_Exercise details:_
Scan each line of the records for the word "false" and extract the ones that have it.

[Stored records]

——

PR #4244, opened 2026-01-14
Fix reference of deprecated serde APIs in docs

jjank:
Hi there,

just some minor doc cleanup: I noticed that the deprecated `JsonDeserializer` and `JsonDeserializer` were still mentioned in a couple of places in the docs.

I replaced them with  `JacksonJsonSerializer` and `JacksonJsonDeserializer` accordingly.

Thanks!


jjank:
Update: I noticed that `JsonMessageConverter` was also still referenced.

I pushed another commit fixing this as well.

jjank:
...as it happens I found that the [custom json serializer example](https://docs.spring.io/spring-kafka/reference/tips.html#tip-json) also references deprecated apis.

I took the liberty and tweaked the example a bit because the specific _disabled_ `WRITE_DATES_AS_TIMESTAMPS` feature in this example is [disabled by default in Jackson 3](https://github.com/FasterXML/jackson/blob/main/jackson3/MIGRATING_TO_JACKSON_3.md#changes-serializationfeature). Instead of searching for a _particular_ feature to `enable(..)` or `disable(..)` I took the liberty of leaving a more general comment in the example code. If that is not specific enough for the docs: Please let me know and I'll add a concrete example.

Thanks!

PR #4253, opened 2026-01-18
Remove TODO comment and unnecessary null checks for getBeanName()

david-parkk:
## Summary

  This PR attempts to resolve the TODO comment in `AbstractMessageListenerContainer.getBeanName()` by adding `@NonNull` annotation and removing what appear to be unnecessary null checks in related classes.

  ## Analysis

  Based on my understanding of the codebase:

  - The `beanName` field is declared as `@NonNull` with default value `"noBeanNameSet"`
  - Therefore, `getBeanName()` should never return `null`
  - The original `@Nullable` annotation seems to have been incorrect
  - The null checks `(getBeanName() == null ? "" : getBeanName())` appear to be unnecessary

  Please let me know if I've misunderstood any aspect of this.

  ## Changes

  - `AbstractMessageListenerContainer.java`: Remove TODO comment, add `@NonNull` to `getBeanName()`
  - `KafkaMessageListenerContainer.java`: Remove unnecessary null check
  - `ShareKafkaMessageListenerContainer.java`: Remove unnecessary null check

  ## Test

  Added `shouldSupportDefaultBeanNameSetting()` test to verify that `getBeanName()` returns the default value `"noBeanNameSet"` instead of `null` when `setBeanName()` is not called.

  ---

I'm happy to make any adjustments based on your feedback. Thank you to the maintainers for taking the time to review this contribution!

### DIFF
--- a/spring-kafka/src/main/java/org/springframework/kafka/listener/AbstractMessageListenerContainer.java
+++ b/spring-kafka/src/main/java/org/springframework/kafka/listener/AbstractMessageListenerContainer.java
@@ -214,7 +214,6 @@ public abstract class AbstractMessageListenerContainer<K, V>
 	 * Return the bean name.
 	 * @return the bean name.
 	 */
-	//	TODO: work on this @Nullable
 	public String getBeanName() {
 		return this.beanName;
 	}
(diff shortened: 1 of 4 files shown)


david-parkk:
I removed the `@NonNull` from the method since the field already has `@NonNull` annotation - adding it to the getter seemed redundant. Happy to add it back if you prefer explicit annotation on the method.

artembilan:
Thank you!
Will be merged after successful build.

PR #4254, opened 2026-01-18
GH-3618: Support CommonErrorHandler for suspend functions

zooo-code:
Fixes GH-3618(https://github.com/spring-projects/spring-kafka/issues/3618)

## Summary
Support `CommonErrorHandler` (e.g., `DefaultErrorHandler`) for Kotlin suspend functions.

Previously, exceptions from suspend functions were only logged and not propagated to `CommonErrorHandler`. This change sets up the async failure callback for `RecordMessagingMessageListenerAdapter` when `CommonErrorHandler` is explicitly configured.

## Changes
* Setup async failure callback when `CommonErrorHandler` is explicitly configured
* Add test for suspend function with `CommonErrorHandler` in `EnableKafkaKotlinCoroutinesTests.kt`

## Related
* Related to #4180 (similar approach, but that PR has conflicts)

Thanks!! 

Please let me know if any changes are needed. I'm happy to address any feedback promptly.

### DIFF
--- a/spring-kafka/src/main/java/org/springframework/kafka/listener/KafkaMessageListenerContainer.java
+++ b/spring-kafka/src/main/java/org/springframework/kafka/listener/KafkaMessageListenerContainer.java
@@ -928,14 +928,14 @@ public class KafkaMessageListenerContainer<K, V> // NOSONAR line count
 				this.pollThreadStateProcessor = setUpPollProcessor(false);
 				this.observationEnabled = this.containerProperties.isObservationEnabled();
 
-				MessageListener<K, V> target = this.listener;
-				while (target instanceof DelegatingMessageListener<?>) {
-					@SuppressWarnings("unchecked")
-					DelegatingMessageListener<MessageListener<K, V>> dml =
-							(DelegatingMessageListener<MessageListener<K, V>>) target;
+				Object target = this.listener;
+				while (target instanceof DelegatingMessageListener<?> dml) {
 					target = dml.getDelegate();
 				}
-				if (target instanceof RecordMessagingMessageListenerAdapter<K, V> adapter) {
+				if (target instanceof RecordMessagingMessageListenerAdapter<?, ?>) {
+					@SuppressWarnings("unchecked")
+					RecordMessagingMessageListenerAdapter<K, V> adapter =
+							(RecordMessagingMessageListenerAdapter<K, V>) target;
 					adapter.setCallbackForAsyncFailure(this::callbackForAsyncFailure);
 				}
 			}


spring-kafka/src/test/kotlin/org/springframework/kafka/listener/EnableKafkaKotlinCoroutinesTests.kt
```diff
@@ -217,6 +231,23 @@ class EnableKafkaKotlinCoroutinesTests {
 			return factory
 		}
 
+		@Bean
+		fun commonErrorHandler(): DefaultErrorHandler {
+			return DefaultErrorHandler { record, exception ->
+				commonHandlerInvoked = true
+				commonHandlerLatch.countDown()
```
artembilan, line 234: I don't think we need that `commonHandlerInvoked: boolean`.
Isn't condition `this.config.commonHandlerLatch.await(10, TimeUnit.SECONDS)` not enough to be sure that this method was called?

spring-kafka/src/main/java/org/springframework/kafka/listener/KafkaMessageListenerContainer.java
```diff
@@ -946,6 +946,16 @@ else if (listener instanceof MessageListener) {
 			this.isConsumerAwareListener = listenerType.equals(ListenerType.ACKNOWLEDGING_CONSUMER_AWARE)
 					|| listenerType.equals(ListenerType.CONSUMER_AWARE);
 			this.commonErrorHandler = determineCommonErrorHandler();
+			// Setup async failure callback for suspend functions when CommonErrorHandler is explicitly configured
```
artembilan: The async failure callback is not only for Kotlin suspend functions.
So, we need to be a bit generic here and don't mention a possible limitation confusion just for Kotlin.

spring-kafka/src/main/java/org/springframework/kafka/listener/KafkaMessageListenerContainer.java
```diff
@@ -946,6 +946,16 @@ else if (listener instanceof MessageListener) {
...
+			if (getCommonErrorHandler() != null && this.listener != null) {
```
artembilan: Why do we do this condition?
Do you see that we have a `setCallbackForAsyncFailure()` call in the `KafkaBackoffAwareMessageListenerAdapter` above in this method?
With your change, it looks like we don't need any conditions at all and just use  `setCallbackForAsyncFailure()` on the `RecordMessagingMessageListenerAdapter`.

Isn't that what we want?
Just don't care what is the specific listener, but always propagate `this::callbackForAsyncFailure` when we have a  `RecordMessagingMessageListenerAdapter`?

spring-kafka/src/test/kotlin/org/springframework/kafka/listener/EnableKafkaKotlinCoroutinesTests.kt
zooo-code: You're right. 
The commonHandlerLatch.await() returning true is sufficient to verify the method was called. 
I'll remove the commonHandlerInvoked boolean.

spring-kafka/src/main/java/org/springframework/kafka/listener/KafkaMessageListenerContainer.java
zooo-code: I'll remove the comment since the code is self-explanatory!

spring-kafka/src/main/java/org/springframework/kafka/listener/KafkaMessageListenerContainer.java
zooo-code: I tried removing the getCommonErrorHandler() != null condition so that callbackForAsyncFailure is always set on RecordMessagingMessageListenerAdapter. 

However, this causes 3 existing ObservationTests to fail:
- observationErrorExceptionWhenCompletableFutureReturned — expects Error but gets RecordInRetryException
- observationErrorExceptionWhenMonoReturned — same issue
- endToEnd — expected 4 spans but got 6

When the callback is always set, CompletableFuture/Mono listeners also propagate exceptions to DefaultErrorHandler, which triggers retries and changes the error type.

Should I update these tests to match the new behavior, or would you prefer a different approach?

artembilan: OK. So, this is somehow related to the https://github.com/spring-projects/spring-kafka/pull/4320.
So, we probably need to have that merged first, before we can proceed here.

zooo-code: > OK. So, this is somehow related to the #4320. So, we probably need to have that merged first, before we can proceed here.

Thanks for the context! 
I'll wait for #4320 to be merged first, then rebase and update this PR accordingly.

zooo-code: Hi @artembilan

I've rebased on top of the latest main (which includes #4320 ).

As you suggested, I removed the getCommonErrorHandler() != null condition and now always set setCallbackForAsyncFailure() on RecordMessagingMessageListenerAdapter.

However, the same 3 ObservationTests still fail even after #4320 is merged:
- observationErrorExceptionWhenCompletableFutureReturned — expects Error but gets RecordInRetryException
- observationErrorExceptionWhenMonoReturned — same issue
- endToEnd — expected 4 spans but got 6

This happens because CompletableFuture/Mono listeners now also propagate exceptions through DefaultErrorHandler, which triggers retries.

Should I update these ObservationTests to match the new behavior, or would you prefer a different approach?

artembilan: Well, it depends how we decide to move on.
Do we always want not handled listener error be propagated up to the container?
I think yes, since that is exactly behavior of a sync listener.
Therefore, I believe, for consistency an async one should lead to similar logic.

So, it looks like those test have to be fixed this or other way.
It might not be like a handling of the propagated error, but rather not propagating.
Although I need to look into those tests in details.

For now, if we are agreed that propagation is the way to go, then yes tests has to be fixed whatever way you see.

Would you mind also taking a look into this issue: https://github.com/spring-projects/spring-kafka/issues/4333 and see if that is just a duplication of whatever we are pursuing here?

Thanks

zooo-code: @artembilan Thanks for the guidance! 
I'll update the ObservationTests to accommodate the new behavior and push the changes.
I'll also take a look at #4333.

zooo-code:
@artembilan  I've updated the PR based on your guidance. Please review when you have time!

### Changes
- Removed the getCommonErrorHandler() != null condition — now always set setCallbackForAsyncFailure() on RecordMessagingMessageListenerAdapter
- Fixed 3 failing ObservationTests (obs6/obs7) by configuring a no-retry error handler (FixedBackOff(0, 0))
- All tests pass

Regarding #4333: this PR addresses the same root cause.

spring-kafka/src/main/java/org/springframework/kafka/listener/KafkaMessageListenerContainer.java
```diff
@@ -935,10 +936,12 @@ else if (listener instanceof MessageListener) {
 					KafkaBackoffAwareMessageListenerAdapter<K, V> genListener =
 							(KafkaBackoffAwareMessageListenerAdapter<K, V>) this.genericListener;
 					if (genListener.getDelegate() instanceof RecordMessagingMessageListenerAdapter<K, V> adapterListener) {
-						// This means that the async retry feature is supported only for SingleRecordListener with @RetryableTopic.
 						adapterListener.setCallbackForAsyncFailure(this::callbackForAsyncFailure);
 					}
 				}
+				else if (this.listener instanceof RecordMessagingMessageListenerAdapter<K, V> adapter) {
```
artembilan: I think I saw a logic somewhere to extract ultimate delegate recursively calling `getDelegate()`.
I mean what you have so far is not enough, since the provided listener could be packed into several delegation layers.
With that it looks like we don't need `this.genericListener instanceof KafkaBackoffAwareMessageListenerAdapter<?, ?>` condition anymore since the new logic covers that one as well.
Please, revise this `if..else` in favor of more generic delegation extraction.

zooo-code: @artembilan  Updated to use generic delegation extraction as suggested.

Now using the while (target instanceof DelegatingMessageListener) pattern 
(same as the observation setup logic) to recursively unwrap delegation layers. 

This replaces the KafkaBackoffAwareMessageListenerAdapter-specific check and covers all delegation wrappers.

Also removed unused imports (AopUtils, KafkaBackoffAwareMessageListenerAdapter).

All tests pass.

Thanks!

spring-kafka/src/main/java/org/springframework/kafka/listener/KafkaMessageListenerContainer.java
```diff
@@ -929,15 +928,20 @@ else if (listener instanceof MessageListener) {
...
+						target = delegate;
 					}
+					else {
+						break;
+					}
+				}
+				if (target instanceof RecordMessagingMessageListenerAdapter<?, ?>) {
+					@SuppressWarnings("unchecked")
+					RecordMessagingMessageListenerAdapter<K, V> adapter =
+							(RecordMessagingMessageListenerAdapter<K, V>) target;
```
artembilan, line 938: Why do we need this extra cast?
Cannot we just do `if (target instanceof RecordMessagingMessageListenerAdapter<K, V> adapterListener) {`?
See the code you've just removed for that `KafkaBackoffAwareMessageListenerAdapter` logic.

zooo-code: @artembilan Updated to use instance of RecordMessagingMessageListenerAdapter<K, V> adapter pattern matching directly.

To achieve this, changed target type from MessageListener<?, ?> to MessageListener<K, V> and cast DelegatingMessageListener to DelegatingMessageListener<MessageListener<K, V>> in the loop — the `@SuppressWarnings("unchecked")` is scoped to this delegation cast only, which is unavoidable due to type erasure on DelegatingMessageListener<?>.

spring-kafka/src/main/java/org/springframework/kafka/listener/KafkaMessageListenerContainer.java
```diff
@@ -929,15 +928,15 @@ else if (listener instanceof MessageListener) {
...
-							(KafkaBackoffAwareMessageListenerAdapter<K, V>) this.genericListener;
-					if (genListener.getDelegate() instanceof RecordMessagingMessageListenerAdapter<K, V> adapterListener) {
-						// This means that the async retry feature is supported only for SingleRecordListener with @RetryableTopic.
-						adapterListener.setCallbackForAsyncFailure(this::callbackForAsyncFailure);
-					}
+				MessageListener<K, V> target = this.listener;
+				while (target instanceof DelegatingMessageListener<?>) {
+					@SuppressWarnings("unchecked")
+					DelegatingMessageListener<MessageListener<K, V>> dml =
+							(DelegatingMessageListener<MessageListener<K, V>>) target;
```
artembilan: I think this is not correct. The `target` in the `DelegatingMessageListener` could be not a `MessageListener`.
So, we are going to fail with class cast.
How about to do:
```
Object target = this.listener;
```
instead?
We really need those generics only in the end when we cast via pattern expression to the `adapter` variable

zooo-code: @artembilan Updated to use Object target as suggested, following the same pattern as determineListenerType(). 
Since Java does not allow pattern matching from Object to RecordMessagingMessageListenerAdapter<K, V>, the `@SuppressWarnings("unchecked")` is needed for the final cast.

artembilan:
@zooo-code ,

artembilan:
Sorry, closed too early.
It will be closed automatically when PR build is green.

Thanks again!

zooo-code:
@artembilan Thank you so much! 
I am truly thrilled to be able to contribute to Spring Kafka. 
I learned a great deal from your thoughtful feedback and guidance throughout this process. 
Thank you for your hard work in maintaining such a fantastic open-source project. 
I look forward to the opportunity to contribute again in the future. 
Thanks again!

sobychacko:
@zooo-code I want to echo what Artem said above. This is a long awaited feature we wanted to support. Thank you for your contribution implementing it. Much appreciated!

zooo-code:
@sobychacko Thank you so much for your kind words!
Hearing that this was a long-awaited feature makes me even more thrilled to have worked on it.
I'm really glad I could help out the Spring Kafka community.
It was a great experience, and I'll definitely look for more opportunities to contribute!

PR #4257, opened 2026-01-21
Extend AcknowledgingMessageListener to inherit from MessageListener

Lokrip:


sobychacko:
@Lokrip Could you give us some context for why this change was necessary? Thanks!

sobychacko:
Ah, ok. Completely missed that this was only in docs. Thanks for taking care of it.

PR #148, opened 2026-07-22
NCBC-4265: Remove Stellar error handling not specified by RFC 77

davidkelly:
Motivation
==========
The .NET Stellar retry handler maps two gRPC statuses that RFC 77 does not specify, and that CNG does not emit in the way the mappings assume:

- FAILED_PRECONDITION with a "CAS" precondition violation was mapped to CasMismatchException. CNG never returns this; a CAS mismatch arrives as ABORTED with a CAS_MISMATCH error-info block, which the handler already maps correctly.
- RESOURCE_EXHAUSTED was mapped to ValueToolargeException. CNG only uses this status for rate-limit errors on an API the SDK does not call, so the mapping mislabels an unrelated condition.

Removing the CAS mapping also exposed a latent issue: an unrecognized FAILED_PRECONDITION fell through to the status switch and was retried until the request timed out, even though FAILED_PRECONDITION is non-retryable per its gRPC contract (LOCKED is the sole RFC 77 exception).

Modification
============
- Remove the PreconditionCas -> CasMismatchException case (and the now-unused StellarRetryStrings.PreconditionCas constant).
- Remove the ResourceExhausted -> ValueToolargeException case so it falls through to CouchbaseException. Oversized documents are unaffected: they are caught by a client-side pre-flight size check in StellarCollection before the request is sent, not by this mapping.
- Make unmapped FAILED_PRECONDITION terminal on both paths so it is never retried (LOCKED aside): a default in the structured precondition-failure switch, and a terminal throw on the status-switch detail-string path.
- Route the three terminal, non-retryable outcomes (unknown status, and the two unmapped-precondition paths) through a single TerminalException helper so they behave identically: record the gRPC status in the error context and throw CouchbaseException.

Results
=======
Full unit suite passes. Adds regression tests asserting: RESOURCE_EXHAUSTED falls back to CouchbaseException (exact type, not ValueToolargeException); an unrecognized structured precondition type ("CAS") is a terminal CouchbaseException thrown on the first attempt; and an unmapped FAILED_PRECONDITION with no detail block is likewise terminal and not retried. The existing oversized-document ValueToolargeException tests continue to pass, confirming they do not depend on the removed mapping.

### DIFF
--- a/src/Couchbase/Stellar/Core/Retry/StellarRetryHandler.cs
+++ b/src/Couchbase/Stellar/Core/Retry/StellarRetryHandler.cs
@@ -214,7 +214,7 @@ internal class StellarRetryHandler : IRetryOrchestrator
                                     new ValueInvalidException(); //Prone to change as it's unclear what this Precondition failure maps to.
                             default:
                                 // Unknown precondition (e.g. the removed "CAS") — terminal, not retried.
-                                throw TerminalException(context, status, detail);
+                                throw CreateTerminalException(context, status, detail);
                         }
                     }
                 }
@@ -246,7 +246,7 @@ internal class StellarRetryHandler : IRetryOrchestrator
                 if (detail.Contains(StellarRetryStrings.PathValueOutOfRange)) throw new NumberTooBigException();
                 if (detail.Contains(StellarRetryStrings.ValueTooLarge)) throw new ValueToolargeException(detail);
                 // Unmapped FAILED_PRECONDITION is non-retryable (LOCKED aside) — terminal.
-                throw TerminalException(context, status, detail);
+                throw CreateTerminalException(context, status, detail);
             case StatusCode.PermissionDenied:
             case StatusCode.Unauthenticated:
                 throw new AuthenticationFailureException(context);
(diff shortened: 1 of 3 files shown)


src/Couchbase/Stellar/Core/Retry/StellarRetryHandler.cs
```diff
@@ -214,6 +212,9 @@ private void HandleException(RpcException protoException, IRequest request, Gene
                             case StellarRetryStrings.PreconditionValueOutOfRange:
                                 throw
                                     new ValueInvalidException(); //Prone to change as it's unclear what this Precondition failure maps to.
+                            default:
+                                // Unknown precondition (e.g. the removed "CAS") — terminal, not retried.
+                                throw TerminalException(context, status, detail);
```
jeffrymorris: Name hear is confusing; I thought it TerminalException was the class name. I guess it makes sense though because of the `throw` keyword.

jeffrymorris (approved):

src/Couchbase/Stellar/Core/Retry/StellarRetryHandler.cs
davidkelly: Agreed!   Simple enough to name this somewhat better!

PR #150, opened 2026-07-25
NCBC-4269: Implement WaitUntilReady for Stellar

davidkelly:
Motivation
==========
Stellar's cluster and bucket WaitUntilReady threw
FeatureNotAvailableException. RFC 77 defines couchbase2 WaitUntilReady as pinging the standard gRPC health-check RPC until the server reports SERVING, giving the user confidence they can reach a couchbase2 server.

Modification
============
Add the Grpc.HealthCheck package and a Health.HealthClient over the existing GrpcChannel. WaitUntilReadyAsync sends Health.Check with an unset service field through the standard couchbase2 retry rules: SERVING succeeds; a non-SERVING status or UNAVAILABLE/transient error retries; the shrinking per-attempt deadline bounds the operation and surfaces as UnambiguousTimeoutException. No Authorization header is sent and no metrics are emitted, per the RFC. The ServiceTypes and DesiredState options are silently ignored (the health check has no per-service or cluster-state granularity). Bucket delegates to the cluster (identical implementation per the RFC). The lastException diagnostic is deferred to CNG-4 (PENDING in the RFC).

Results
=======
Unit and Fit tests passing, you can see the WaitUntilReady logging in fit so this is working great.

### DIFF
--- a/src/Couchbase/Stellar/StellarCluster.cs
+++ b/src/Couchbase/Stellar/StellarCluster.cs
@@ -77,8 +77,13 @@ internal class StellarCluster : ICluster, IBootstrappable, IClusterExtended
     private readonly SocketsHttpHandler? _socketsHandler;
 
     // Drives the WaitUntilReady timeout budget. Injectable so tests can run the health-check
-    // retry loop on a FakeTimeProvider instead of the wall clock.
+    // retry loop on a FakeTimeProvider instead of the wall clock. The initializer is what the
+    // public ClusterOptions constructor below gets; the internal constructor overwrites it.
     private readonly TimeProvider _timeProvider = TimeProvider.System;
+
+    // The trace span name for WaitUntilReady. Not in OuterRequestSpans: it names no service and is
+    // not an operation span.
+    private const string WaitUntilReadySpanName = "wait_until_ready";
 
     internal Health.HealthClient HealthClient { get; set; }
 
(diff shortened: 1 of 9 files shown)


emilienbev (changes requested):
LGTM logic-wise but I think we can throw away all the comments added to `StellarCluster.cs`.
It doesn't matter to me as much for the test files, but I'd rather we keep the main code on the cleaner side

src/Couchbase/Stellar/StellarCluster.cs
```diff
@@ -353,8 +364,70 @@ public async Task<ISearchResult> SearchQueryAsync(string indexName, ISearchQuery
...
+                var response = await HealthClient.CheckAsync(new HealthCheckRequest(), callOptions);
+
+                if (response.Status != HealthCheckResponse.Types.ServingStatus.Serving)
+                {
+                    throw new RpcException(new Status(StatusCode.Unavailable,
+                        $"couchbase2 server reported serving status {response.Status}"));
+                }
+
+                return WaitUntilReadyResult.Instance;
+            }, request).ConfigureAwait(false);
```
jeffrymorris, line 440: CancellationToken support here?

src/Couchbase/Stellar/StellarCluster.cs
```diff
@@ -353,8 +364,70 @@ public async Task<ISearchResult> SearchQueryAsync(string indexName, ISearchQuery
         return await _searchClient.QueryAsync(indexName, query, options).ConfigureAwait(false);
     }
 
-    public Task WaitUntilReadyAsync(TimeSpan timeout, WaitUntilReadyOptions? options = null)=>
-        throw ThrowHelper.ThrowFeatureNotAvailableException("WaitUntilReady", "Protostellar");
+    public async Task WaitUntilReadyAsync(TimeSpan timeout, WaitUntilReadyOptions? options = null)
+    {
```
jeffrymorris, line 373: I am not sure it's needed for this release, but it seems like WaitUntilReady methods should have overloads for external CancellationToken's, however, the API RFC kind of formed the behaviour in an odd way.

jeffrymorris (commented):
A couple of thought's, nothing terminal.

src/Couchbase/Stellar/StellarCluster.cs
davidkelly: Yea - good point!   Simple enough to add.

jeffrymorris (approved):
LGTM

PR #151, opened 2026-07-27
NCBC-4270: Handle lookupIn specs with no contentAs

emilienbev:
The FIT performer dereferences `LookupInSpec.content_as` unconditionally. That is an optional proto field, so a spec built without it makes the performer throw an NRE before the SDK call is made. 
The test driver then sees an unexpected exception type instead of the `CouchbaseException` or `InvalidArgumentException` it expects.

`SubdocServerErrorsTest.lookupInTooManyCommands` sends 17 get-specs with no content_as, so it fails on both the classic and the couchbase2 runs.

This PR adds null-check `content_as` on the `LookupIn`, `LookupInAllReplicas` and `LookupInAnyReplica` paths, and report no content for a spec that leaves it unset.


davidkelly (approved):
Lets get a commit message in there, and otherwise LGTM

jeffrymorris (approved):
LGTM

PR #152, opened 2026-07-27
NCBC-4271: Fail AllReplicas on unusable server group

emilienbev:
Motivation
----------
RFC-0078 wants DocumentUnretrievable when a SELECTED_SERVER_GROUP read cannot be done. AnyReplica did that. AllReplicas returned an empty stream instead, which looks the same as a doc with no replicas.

——

_Answer section:_
 				this.pollThreadStateProcessor = setUpPollProcessor(false);
+            }, request).ConfigureAwait(false);
         return await _searchClient.QueryAsync(indexName, query, options).ConfigureAwait(false);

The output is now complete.